**Task directions**
Character for character, write out the data below.

**Stored data**
%%

PR #270, opened 2024-05-15
Fixing things with the graphs

sharif-bbd:
## Fixing bugs and Adding to the Graph User Story

- [x] Making it clear that to access the graph screen you need to click the title of the card
- [x] Adding ascending and descending sorting
- [x] removing elemenst with calories count to 0 from being displayed in the list of elements while still being on graph


app/src/main/java/com/github/se/polyfit/ui/screen/GraphScreen.kt
Neb1010, line 1: Your `FullGraphScreen` is realy difficult to read and so to review (and probably to test)
It would be easier if you have modularized it, I saw you make multiple times a `HorizontalDivider` it would have been nice to make a seperate function among other things. It can be easier to spot and correct bugs in the future if you make more small `@composable`

Neb1010 (approved):
Your viewModel looks good, but your `@composable` are realy long, it will become difficult to maintain the code in the futur

antomax33 (approved):
LGTM

app/src/main/java/com/github/se/polyfit/ui/screen/GraphScreen.kt
sharif-bbd: Alright I will try to modularize it

app/src/main/java/com/github/se/polyfit/ui/components/Graphs.kt
```diff
@@ -26,6 +26,7 @@ fun lineChartData(
     dateList: List<LocalDate>,
     screen: DisplayScreen
 ): LineChartData {
+  val pointListCopy = pointList
```
aprilslis, line 29: im confused what this does? it seems like you could just use pointList?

%%

**Response to this exercise**
PR #270, opened 2024-05-15
Fixing things with the graphs

sharif-bbd:
## Fixing bugs and Adding to the Graph User Story

- [x] Making it clear that to access the graph screen you need to click the title of the card
- [x] Adding ascending and descending sorting
- [x] removing elemenst with calories count to 0 from being displayed in the list of elements while still being on graph


app/src/main/java/com/github/se/polyfit/ui/screen/GraphScreen.kt
Neb1010, line 1: Your `FullGraphScreen` is realy difficult to read and so to review (and probably to test)
It would be easier if you have modularized it, I saw you make multiple times a `HorizontalDivider` it would have been nice to make a seperate function among other things. It can be easier to spot and correct bugs in the future if you make more small `@composable`

Neb1010 (approved):
Your viewModel looks good, but your `@composable` are realy long, it will become difficult to maintain the code in the futur

antomax33 (approved):
LGTM

app/src/main/java/com/github/se/polyfit/ui/screen/GraphScreen.kt
sharif-bbd: Alright I will try to modularize it

app/src/main/java/com/github/se/polyfit/ui/components/Graphs.kt
```diff
@@ -26,6 +26,7 @@ fun lineChartData(
     dateList: List<LocalDate>,
     screen: DisplayScreen
 ): LineChartData {
+  val pointListCopy = pointList
```
aprilslis, line 29: im confused what this does? it seems like you could just use pointList?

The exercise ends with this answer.